>>>>

PR #769, opened 2024-11-04
Fixes #768 fix positions of foreign clustered buses in market_model

### LINKED ISSUE #768: Two buses for DE when using market optimization
When using the market optimization we are getting 2 buses in Germany (expected 1). The problem appears to happen in the very last part of build_market_model(), where the bus corresponding to AT is assigned to DE.
https://github.com/openego/eTraGo/blob/4c9d46ce7cb6ece349ff34784d03e12be2ff09c8/etrago/execute/market_optimization.py#L408-L409

Initially, there are plenty of buses in Austria, but the resulting clustered bus is located inside Germany. I Think it is due to the average x and y values of the original positions (see picture below).
image
A clean solution could be to use the parameter _medoid_idx_  to fix the position of the resulting clustered buses.
https://github.com/openego/eTraGo/blob/4c9d46ce7cb6ece349ff34784d03e12be2ff09c8/etrago/execute/market_optimization.py#L304-L312

CarlosEpia:
Fixes #768

### DIFF
--- a/etrago/execute/market_optimization.py
+++ b/etrago/execute/market_optimization.py
@@ -312,6 +312,18 @@ def build_market_model(self):
     )
 
     net = clustering.network
+
+    # Adjust positions foreign buses
+    foreign = self.network.buses[self.network.buses.country != "DE"].copy()
+    foreign = foreign[foreign.index.isin(self.network.loads.bus)]
+    foreign = foreign.drop_duplicates(subset="country")
+    foreign = foreign.set_index("country")
+
+    for country in foreign.index:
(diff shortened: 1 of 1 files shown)


ClaraBuettner:
The code looks good to me. Do I need to try it out or did you already test it in depth?

CarlosEpia:
I tested it using eHV and Dijsktra (separately) and the results look as expected. You could give it a try using the default parameters + eHV clustering just to be sure.

ClaraBuettner (approved):
I finally tested what you suggested and it was running successful.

<<<<

__Work instruction__:
Starting at the top, retype every line of the material above exactly.

__Your response__:
PR #769, opened 2024-11-04
Fixes #768 fix positions of foreign clustered buses in market_model

### LINKED ISSUE #768: Two buses for DE when using market optimization
When using the market optimization we are getting 2 buses in Germany (expected 1). The problem appears to happen in the very last part of build_market_model(), where the bus corresponding to AT is assigned to DE.
https://github.com/openego/eTraGo/blob/4c9d46ce7cb6ece349ff34784d03e12be2ff09c8/etrago/execute/market_optimization.py#L408-L409

Initially, there are plenty of buses in Austria, but the resulting clustered bus is located inside Germany. I Think it is due to the average x and y values of the original positions (see picture below).
image
A clean solution could be to use the parameter _medoid_idx_  to fix the position of the resulting clustered buses.
https://github.com/openego/eTraGo/blob/4c9d46ce7cb6ece349ff34784d03e12be2ff09c8/etrago/execute/market_optimization.py#L304-L312

CarlosEpia:
Fixes #768

### DIFF
--- a/etrago/execute/market_optimization.py
+++ b/etrago/execute/market_optimization.py
@@ -312,6 +312,18 @@ def build_market_model(self):
     )
 
     net = clustering.network
+
+    # Adjust positions foreign buses
+    foreign = self.network.buses[self.network.buses.country != "DE"].copy()
+    foreign = foreign[foreign.index.isin(self.network.loads.bus)]
+    foreign = foreign.drop_duplicates(subset="country")
+    foreign = foreign.set_index("country")
+
+    for country in foreign.index:
(diff shortened: 1 of 1 files shown)


ClaraBuettner:
The code looks good to me. Do I need to try it out or did you already test it in depth?

CarlosEpia:
I tested it using eHV and Dijsktra (separately) and the results look as expected. You could give it a try using the default parameters + eHV clustering just to be sure.

ClaraBuettner (approved):
I finally tested what you suggested and it was running successful.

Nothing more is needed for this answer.